🤖 AI Summary
Existing human-in-the-loop reinforcement learning (HiL-RL) methods rely heavily on frequent human interventions to correct inefficient exploration, resulting in high costs and limited scalability. This work proposes UniIntervene, a novel framework that shifts the burden of intervention from humans to the agent itself. By leveraging future-conditioned action-value estimation and a temporal value-risk critic, the agent autonomously detects policy stagnation, retrieves high-value targets from an intervention memory bank, and generates corrective actions via a goal-conditioned recovery policy. This approach marks a paradigm shift from passive error correction to proactive, value-aware recovery. Evaluated across diverse real-world manipulation tasks, UniIntervene achieves an average 8.6% improvement in success rate and reduces human intervention by 57% compared to state-of-the-art HiL-RL methods.
📝 Abstract
Human-in-the-loop reinforcement learning (HiL-RL) has emerged as an effective paradigm for real-world robotic manipulation, enabling online policy improvement with human guidance. However, current HiL-RL frameworks remain intervention-intensive, relying on frequent human corrections to redirect the policy out of unproductive exploration, which incurs high labor cost and limits real-world scalability. To address this, we propose UniIntervene, an agentic intervention model that detects unproductive exploration and autonomously recovers the policy toward high-value states, taking over the bulk of interventions from human operators. Specifically, UniIntervene first performs future-conditioned action-value estimation, predicting the latent consequence of the current action and evaluating its induced value, which provides a more stable progress signal. Building on this, a temporal value-risk critic aggregates recent value dynamics and triggers intervention when the estimated value exhibits sustained stagnation or degradation.
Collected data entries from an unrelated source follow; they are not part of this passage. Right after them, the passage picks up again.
PR #1108, opened 2024-03-01
Transition to do_not_vaccinate after verbal consent refused

tvararu:
If a nurse records a verbal consent refused from a parent, we should transition the patient session to the do not vaccinate state, instead of leaving them in triage.

### After recording verbal consent as refused

Screenshot 2024-03-01 at 11 06 11


app/controllers/manage_consents_controller.rb
```diff
@@ -77,6 +77,10 @@ def handle_confirm
       @consent.recorded_at = Time.zone.now
       @consent.save!
 
+      if @consent.response_refused?
+        @triage.update! status: "do_not_vaccinate", user: current_user
+      end
```
tvararu, line 82: This can be done more cleanly, I will come back to it in this PR in a bit...

spec/features/manage_consent_refused_spec.rb
```diff
@@ -11,7 +11,7 @@
 
     # TODO: This is a bug in the app, their status should be do not vaccinate
```
misaka, line 12: Sounds like this can be removed now

app/controllers/manage_consents_controller.rb
misaka: What state is the `patient_session` in , and why doesn't it need to change?

benilovj (approved):

app/controllers/manage_consents_controller.rb
tvararu: It goes into `consent_refused` but in that state we can still edit consent. It should go into `triaged_do_not_vaccinate` which requires a triage, so that's what this PR is adding.

tvararu: In the interest of speed I'm leaving this in, but note that I think this `handle_confirm` method could be refactored a bit to make it clearer.

misaka: Ah, I see, it updates `triage` and then runs the state transitions below. 👍

misaka (approved):

PR #1109, opened 2024-03-01
Show nurse who recorded verbal consent 

tvararu:
Depends on https://github.com/nhsuk/manage-childrens-vaccinations/pull/1110.

This uses the recorded_by attribute which captures the user who handled the verbal consent.

Must be deployed only after all environments have `recorded_by` populated on `Consent`.

### Before (Parent)

Screenshot 2024-03-01 at 12 49 55

### After (Nurse Joy)

Screenshot 2024-03-01 at 12 49 44

### DIFF
--- a/spec/components/app_consent_response_component_spec.rb
+++ b/spec/components/app_consent_response_component_spec.rb
@@ -30,9 +30,10 @@ RSpec.describe AppConsentResponseComponent, type: :component do
   end
 
   context "with consent taken over the phone" do
-    let(:consent) { create(:consent, :given, route: "phone") }
+    let(:consent) { create(:consent, :given_verbally) }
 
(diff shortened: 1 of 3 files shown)


spec/components/app_consent_response_component_spec.rb
```diff
@@ -30,9 +30,10 @@
   end
 
   context "with consent taken over the phone" do
-    let(:consent) { create(:consent, :given, route: "phone") }
+    let(:consent) { create(:consent, :given_verbal) }
```
misaka, line 33: Just for the readingz

```suggestion
    let(:consent) { create(:consent, :given_verbally) }
```

misaka (approved):

PR #1113, opened 2024-03-01
Prevent users from double-tapping on stand-alone buttons

misaka:
We've confirmed that double-tapping these stand-alone buttons cause errors to show, even if the actual action is performed. Usually the first POST/PUT works, but the subsequent one is the one that error and that the user sees.

This change relies on https://github.com/x-govuk/govuk-components/pull/513 being accepted and merged (which seems imminent), and released. Until then we are using the fork I created get the functionality now.


tvararu (approved):
🎉

PR #1116, opened 2024-03-02
Before vaccination, open the health questions if there are notes

benilovj:
As they're ultimately the responsible clinician, vaccinators will often double check what notes the parents left as part of a light-touch triage just before vaccination, even if triage has already been done.

To support this, we should "unfold" the health questions whenever there are notes, before vaccination. If this isn't the case, vaccinators would have to manually open every patient's health questions to see if there are any notes there or not.

### DIFF
--- a/app/components/app_consent_component.rb
+++ b/app/components/app_consent_component.rb
@@ -16,7 +16,8 @@ class AppConsentComponent < ViewComponent::Base
   end
 
   def open_health_questions?
-    @patient_session.next_step == :triage
+    @patient_session.consents.any?(&:health_answers_require_follow_up?) &&
+      @patient_session.vaccination_records.administered.none?
   end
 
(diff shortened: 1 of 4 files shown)


paulrobertlloyd:
Makes sense to me; perhaps can close after vaccination has occurred, but not a pressing change.

benilovj:
> Makes sense to me; perhaps can close after vaccination has occurred, but not a pressing change.

Thanks @paulrobertlloyd, I've made this change in [b40813a](https://github.com/nhsuk/manage-childrens-vaccinations/pull/1116/commits/b40813ae7f9484dc0e236315565b678abbadc730).

Just a though – could it be worth changing the details summary to indicate whether the (consolidated) health responses have any notes or not?

tvararu (approved):

PR #1118, opened 2024-03-03
Enable component previews

benilovj:
This will allow to develop or debug some of the more complex view components in the app, without needing to massage the data manually. This becomes increasingly more important as the possible data constellations in the app become more complex.

image

image


tvararu (approved):
Nice!

PR #1120, opened 2024-03-04
Protect flipper UI with basic auth

tvararu:
Also show it in every environment.


misaka (approved):

misaka:
Presumably failing because Playwright tests rely on being able to turn on/off features with the Flipper UI which is now basic authed in test.

PR #1121, opened 2024-03-04
Remove production checks

tvararu:
We're running in production now and it feels unlikely that we'd ship an environment without Sentry setup given that we use the same IAAS templates for everything.

Second commit allows RAILS_ENV=production without a Notify key being set, making it easier to test it locally. This is slightly more controversial as you can argue that it's better if the app refuses to boot up if Notify isn't set, but same logic as the SENTRY_DSN; I think we're protecting from a fairly low risk...


misaka (approved):
LGTM

PR #1125, opened 2024-03-04
Hook up session reminder emails and add job to send them

misaka:
Session reminders are sent out the day before a session to remind parents that their children will be vaccinated the next day.

- [x] Mailer and jobs added.
- [x] cron job added for production env
- [x] `SessionRemindersBatchJob` is idempotent, will only send a patient a reminder email once

This implementation adds One More Column to track sent reminders to patients ... we should consider changing this soon.

Sample of email:

image


app/jobs/session_reminders_job.rb
```diff
@@ -0,0 +1,16 @@
...
+# that needs them sent today.
+
+class SessionRemindersJob < ApplicationJob
+  queue_as :default
+
+  def perform(*_args)
+    return unless Flipper.enabled?(:scheduled_emails)
+
+    Session.active.each do |session|
+      if session.date == Time.zone.today + 1.day
```
benilovj, line 11:
```suggestion
      if session.date == Time.zone.tomorrow
```

PR #1126, opened 2024-03-04
Show the preferred name in consent, triage, record and matching patient lists

benilovj:
## Matching

image

## Consent

image

## Triage

image

## Record

image

## Improvements to ViewComponent previews

To test this change, it was handy to add a preview for `AppPatientTableComponent`. The preview relied on factories and I ran into problems when refreshing the preview because of sequence clashes in the factories.

To deal with this, I introduced a custom preview controller (see 7ad28aeb84bd16969892391efdfe64994f85c9d7) that wraps a transaction around the preview action and silently rolls everything back after it's run, so the development DB isn't polluted and the sequence clashes can be avoided. This seems to be working well so far 🤞 .

### DIFF
--- a/spec/factories/users.rb
+++ b/spec/factories/users.rb
@@ -32,7 +32,7 @@ FactoryBot.define do
     sequence(:full_name) { |n| "Test User #{n}" }
     sequence(:email) { |n| "test-#{n}@localhost" }
     sequence(:teams) { [Team.first || create(:team)] }
-    password { "power overwhelming" }
+    password { "power overwhelming!" } # avoid a password that was found in a data breach
     registration { "SW608658 (HCPC)" }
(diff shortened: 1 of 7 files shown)


spec/factories/users.rb
```diff
@@ -32,7 +32,7 @@
     sequence(:full_name) { |n| "Test User #{n}" }
     sequence(:email) { |n| "test-#{n}@localhost" }
     sequence(:teams) { [Team.first || create(:team)] }
-    password { "power overwhelming" }
+    password { "power overwhelming!" } # avoid a password that was found in a data breach
```
tvararu, line 35: Lol

tvararu (approved):

PR #1136, opened 2024-03-05
Miscellaneous fixes

tvararu:
See commits. Controversial ones can be split off and discussed individually if necessary.


benilovj (approved):
I broadly agree with the changes on this PR.

I still feel quite strongly about wanting some scenarios that:

* test complete end-to-end scenarios
* avoid factories as much as possible (ideally completely) and set things up "through the interface"

There don't have to be **many** such tests (only a handful would give me confidence) but I'm also conscious of a bunch of stuff that's slipped through recently where our tests are all green, but upon closer inspection the factories aren't setting the app up in the same way that the actual user journey does it.

benilovj:
It looks like the test failure is a result of the factory change...

tvararu:
Agree @benilovj, I want to add more tests to fill in the gaps

PR #1137, opened 2024-03-05
Implement consent deadline

tvararu:
Close parental consent by forcing users to go to a separate page once the deadline has passed.

TODO:

- [x] End to end session creation spec that tests this

Screenshot 2024-03-05 at 12 16 22

### DIFF
--- a/config/initializers/email_templates.rb
+++ b/config/initializers/email_templates.rb
@@ -1,4 +1,4 @@
-EMAIL_TEMPLATES = {
+EMAILS = {
   confirmation_the_hpv_vaccination_has_taken_place:
     "8a65d7b5-045c-4f26-8f76-6e593c14cb6d",
   confirming_the_hpv_vaccination_didnt_happen:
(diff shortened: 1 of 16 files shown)


config/initializers/email_templates.rb
```diff
@@ -1,4 +1,6 @@
-EMAIL_TEMPLATES = {
+EMAILS = {
+  consent_request: "6aa04f0d-94c2-4a6b-af97-a7369a12f681",
+  consent_reminder: "ceefd526-d44c-4561-b0d2-c9ef4ccaba4f",
```
misaka, line 3: The reason the other templates here have annoyingly long names is because they copy the names given in Notify, which can be very different from what we think of them. For example the `consent_request` one above is  called "Initial email to parents - HPV" in Notify, which was annoying to find because of the mismatch.

Using the Notify name makes it easier to find when we've forgotten the context or when someone new is looking at this, and I think we should use those. We should also / could instead rename the templates in Notify to be more sensible ... happy to work towards that too.

misaka:
image

🤦

benilovj (approved):

PR #1140, opened 2024-03-05
Display refusal notes from consent forms in Mavis

benilovj:
## Consents on the patient page

image

## When manually matching consent forms to cohort records

image

### DIFF
--- a/spec/factories/patients.rb
+++ b/spec/factories/patients.rb
@@ -108,6 +108,20 @@ FactoryBot.define do
       end
     end
 
+    trait :consent_refused_with_notes do
+      after(:create) do |patient, evaluator|
+        create(
+          :consent,
+          :refused,
+          :from_mum,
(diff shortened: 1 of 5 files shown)


spec/factories/patients.rb
```diff
@@ -108,6 +108,20 @@
...
+          :consent,
+          :refused,
+          :from_mum,
+          campaign: evaluator.campaign,
+          reason_for_refusal: "already_vaccinated",
+          reason_for_refusal_notes: "Already had the vaccine at the GP",
+          patient:
+        )
+      end
+    end
```
misaka, line 123: I think these should be sub-factories as they seem pretty complete versions. I'm also wondering if we need the `after(:create)` part ... I've been playing around and I think these get created correctly with inline association definition.

🥾🥫

misaka (approved):

PR #1141, opened 2024-03-05
Add emailing when vaccination outcome is recorded

misaka:
This uses the recently-added VaccinationMailer to send vaccination emails when a patient has been vaccinated, or when the nurse tried and was unable to vaccinate.

One issue uncovered is that when patients were assessed with Gillick assessment, they're consent information doesn't include a name or email for parents, which is what's used for sending these vaccination emails. For now sending emails for patients with self-consent has been disabled until we know how to deal with the issue.


benilovj (approved):

benilovj:
Merging to get it onto Test.

Gemfile
```diff
@@ -68,6 +68,7 @@ end
 
 group :test do
   gem "capybara"
+  gem "capybara-screenshot"
```
tvararu, line 71: Nice

PR #1445, opened 2018-03-15
 Orderby on rest api for users/activites

Mte90:
For users is working but for reports is not working and I don't understand why is not working.
Someone that can test on their system to see if it is my local system?


Mte90:
Done :-)

MichaelKohler:
@akatsoulas can you please review as well and merge (as squashed) if ok?

MichaelKohler:
Sorry, too tired. Will need to test this and see if it indeed is not working.

PR #1446, opened 2018-03-16
[bug 1202653] Update geo system to use GENC list of countries and correct terminology

Mte90:
Check bugzilla for discussion about the implementation https://bugzilla.mozilla.org/show_bug.cgi?id=1202653


Mte90:
I think that we can also implement a system to use the configured country in the Reps profile in that pr.

MichaelKohler:
What do you mean by that?

Mte90:
Nevermind, the issue was on my local system where I didn't configured a country -.-'

akatsoulas:
Is this PR still relevant?

MichaelKohler:
Yes, but WIP.

Mte90:
I updated the builtin json but the list is not used.
Looking at the code is using product_details package for that list so I am not sure that this files are used.
I am not sure where is that library and from where is downloaded.

Mte90:
@akatsoulas do you have hints about that problem?

Mte90:
Another ping for @akatsoulas

akatsoulas:
After discussing this with @Mte90 and @MichaelKohler we agreed that we will not proceed with this change.

PR #1447, opened 2018-03-16
Move counter of Reps and Events before the list

Mte90:
To help for https://bugzilla.mozilla.org/show_bug.cgi?id=1442513


remo/events/static/events/js/events_list.js
```diff
@@ -336,8 +336,8 @@ var update_results = function(data, query, newquery, past_events) {
     if (newquery) {
         clear_map();
         EventsLib.events_table_body_elm.empty();
-        set_number_of_events(data.meta.total_count);
     }
+    set_number_of_events(data.meta.total_count);
```
MichaelKohler: we do we need to do this every time we update the results and not just when it's a new query?

remo/profiles/templates/profiles_people.jinja
```diff
@@ -97,6 +97,13 @@
       </form>
     </div>
   </div>
+  
+  {% if user.is_authenticated() %}
```
MichaelKohler: I know this was in there already before. I think we can remove this check, I don't see why we should only show this for authenticated users.

MichaelKohler:
I've tested this, looks good to me, we can merge once you have addressed my comments.

remo/events/static/events/js/events_list.js
Mte90: Because in few cases wasn't updated. On my tests I was trying to understand why the numbers wasn't showed

remo/profiles/templates/profiles_people.jinja
Mte90: I think that is more for privacy to not know how many reps are involved. 
I will remove that now.

remo/events/static/events/js/events_list.js
MichaelKohler: Do you remember which cases? Then I can try to reproduce it.

Mte90: The case was on refresh of the page during my tests on this pr.
I think that is not a problem refresh that value on every query also if it is the same, is only a tiny dom operation that print that number.

MichaelKohler: This just happened for me as well. So we're fine here with this change.

MichaelKohler:
Thanks for removing the authentication check. Can you also remove the corresponding test for it that fails now? https://travis-ci.org/mozilla/remo/jobs/354716076

remo/profiles/tests/test_views.py
```diff
@@ -204,14 +204,6 @@ def test_number_of_reps_visibility_unauthed(self):
         d = pq(response.content)
         eq_(len(d('#profiles-number-of-reps')), 0)
 
-    def test_number_of_reps_visibility_authenticated(self):
```
MichaelKohler: I think you remove the wrong test here. The test to remove is the one above this one.

MichaelKohler:
Thanks Daniele! This looks good to me now.

@akatsoulas this is ready for your final review and merge, thanks!

PR #1450, opened 2018-03-16
[bug 1253773] Consider upgrading/updating to the latest mapbox.js version, which is 3.3.1

Mte90:
Updated to mapbox 3.3.1 but require a new public key because the actual one is not working.


remo/base/static/base/css/L.Control.Locate.css
```diff
@@ -1,14 +1,13 @@
 /* Compatible with Leaflet 0.6 */
 
 .leaflet-touch .leaflet-bar-part-single {
-	-webkit-border-radius: 7px 7px 7px 7px;
-	        border-radius: 7px 7px 7px 7px;
+    border-radius: 7px 7px 7px 7px;
```
MichaelKohler: nit: fix indentation

remo/base/static/base/css/mapbox.css
```diff
@@ -1,950 +1 @@
...
...mnYJwtZtKmALm/Z6EBGUARFUASNV1A70AMcBP60aw9F93ADPkO7pD3mDwxKesOusvT2QP3czkmPKd2YUNpucVl+LlBo4jsITAduAIbrmnMAOAncnqflQn10M26JebgufdjSb8oDyQM6hlv3ru/4dkv/vFmgd4EZwPoErN3iM4BdeUGNjDpJqsrtmzc86mqwHkkH5X4t7JD0tEFyw3INzYwwuwisEVA9bPe/CarBdocsip5qBEVQBP3fQRWyX4jOCpUsZS2xhR2SQdwixq3A2lDhMkcTa7Ie2G6fwzfsmax8clrSJCu3py4vVV/ZphsALtjnFXkqtNwyWlLqR1Ub7obPA5OyKjXLolk+SFmQgEN18eD/PLXEI2j8gYqspwbrRE81giIogiKohUAdzQB1APdk5C3Ends6CXwLbAReBm7J1OZxINdKGpb0VEpeb4pT+aWkx8os0SxJKHlf0iOSOiXNkHQpBbRT0oQyoA5JH6YoPJ6SJknPeHR5+6gTWJ2SPjej/BceXV7QV8AHvsoJucTlvt5o8ZkraZa1fUheD+gJfo9+Bq4JlPkNt4Xgl9CdSJos6UlJF1IsOSvp/hw6vL8mFgCLgCXA44w+730IeIiM89314gP9ACzHHXD9xdIO49476gO2MfJjLCjRgYygCIqgCGqiFFl0WoM7j78ImA8cBQ7gzuaHp/wck1anpO2BqXy7lSu9I9YJ9APXWfycxfuBa4HbzDpwc9ZC4FQZi2qWXJK0WdI0ue3SuRp5P/lRSb8nLCvsQK5JNM2zkiZKeknSkKVdlPSmlX0gUXZNUdAWq3hY7tzj83K++FuS9icU32Hl91p8S1FQn1V8VVKb3Mrw25a3MgHabGkvWrwvTZ/ve7TArqeBq3H+3f66PIBf7VrzkuaTIj7Qj3ZdDJwF9jLy5wJdiXK1t+NrZxuOFgV9bddVwBPAN8ARS5tp15PAZxa/29IOpGrz9FG3Rsscy+uS9IqkBXLD/Z1GRl1yQEjuHANy7vFaSdMlrZa0K1Gm1PcISTMlDZiSbZa2I8VSSTolz2Mo9PQeBO7CvTE1iDtRc2dKuffwPX4CfVQfrpf0sKRjks5Zs27J6pP6EH3vCBp70D8db2VXFPfIagAAAABJRU5ErkJggg==)}.leaflet-oldie .mapbox-logo-true{background-image:none}
```
MichaelKohler: should we really check this in as minified file? the whole CSS will be minified anyway and non-minified makes it easier to debug stuff.

remo/events/static/events/js/events_list.js
```diff
@@ -44,8 +44,9 @@ var ATTENDANCE_LEVEL = {
 
 function initialize_map() {
     // Initialize map.
+    L.Icon.Default.imagePath = '/static/base/css/images/';
```
MichaelKohler: is there a way we don't need to set that at every use?

MichaelKohler:
I did some initial tests, here are my findings:

* Sometimes (not always) I get a white map and the API tells me that no access token was passed. I don't have a way to reproduce it, just happens from time to time :/ This has also happened on several different views. Can you see if you can reproduce that and fix it?
* Create new event -> mark location -> fill out everything else -> save -> edit again -> click on location marker popup again -> view is not centered to the correct location. The same seems to happen on production, so your choice if you want to fix it here or just create a followup bugzilla bug for it. To keep the PR small in scope here, I'd suggest to do a followup.
* The profile view is not the same anymore, check the screenshots below.

New:
profile_new

Old/production:
profile_old


Once those issues are fixed + the code comments I did above, I will do another testing round and then we can merge.

remo/events/static/events/js/events_list.js
Mte90: We need that because the js library is calculating the path of image files using the path of the js files and we have in a complete different path.

MichaelKohler: But can't we do that globally?

Mte90:
* The access token are passed in the same old way, only with a different method. I saw that on changing the token I need to reboot docker for the `env` variable
* I need to test that.
* This is the zoom that in the new api is completelly different and I wasn't sure about it. I will change with a zoom less zoomed.

Working on the other feedback.

Mte90:
screenshot-2018-3-17 mozilla reps - profile of mte90net

The new minimap, I cannot find the same theme of maps like in the previous version for the moment. I think that use a different theme can improve the feelings that the portal has new things.

Mte90:
About the issue I agree it exist also on the production portal. The problem is that the map doesn't include a marker and doesn't use the zoom. I think that to improve will be enough for the moment add a marker in the map and later see if it is enough.

Mte90:
We have also the problem that the value on the system seems truncated while leaflet give a more precise lat/lng.
I am looking to check this truncate of the value.

Mte90:
After a while of testing also changing the field for lat/lng I cannot get a way to have more 4 digits in this values.
Actually we use the location as area so we don't care to be precise, but last commit added a marker that show the right position and we need to save that value in the right way.

MichaelKohler:
@Mte90 please ping me once you're done and I can test and review again.

Mte90:
For the moment I finished, I am not advanced in Django to understand what is happening before the save of the value.

Mte90:
screenshot_20180318_191651
I think that I will enlarge the height because actually is not showing few countries with the actual one.

Mte90:
@akatsoulas do you know why the geo coordinate are truncated?

Mte90:
Another ping for @akatsoulas 

When we will have this approved and merged we can check for all the other tickets about the map

akatsoulas:
I will go through this PR asap. One thing that we should consider here is that we need to figure out what we will need in terms of subscription in order to be able to use the upgraded version.

Mte90:
Actually I am using a new key generated by mapbox because the actual in production doesn't work. They seems also different as string.

MichaelKohler:
> After a while of testing also changing the field for lat/lng I cannot get a way to have more 4 digits in this values.
Actually we use the location as area so we don't care to be precise, but last commit added a marker that show the right position and we need to save that value in the right way.

@Mte90 where exactly is that? for the profile? If so, I think truncating is a measure to prevent a full lat/lng information for somebody's exact location.

MichaelKohler:
I've made another test to make sure we can capture everything that needs to be done. Here's the list:

* Was there a specific reason why you added the marker? I personally think it's really hard to drag this and zoom in etc. 
* Can you answer my question regarding the truncated location values? I'm not sure what you mean by that.

Apart from this, I think everything is fine. I would do a final test after those two questions are answered.

MichaelKohler:
> With the new itnerface that use a marker we need a more precise value, actually Django save with a truncated version and not a compelte one and is missing 4 digits that can change a lot the position on the map.

Maybe I did something wrong, but the last time I tried I couldn't reproduce this. Can you share a video?

Mte90:
Uhm seems that now the problem of the digit of lat/lng is not happening anymore.
For the problem of the marker I recorded a video about how much is helpful on zooming https://youtu.be/sqoRE7bLAT4

Mte90:
On my view is not happening, maybe is something about retina on your mac?

MichaelKohler:
> On my view is not happening, maybe is something about retina on your mac?

Yes, seems to be something in my setup. Restarted everything and it looks good now.

@akatsoulas this is ready for a merge once the token is ready :)

MichaelKohler:
> @akatsoulas this is ready for a merge once the token is ready :)

or more specifically, let's wait with a merge here until we know everything will be fine. Otherwise we block ourself for a production release.

Mte90:
We need the keys to approve that, let's figure out that point.

PR #1451, opened 2018-03-17
Removed community it from dashboard

Mte90:
Now there is MCWS so we don't need anymore to track them in the dashboard.


Mte90:
I will do it asap

remo/remozilla/tasks.py
```diff
@@ -46,7 +45,8 @@ def parse_bugzilla_time(time):
 
 @app.task
 @transaction.atomic
-def fetch_bugs(components=COMPONENTS, days=None):
+def fetch_bugs(components=
```
akatsoulas: Can you revert this change back? There is no need to break the line here.

PR #1452, opened 2018-03-17
Add Bugzilla ticket query to README

MichaelKohler:
@akatsoulas r?


Mte90:
I think that is better to explain also the priority of the ticket there, "before to do a pr check the priority".

PR #1453, opened 2018-03-17
Order activities correctly as default is DESC already

MichaelKohler:
Followup fix from https://github.com/mozilla/remo/pull/1445/files


MichaelKohler:
@akatsoulas r?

When intervention is required, UniIntervene retrieves a high-value recovery target from a memory of past intervention episodes and produces executable corrective actions through a goal-conditioned recovery policy. In this way, UniIntervene turns intervention from passive human correction into a value-aware recovery process for efficient real-world RL. Extensive experiments on diverse real-world manipulation tasks demonstrate that UniIntervene improves the average success rate by 8.6% while reducing human interventions by 57% relative to state-of-the-art HiL-RL baselines.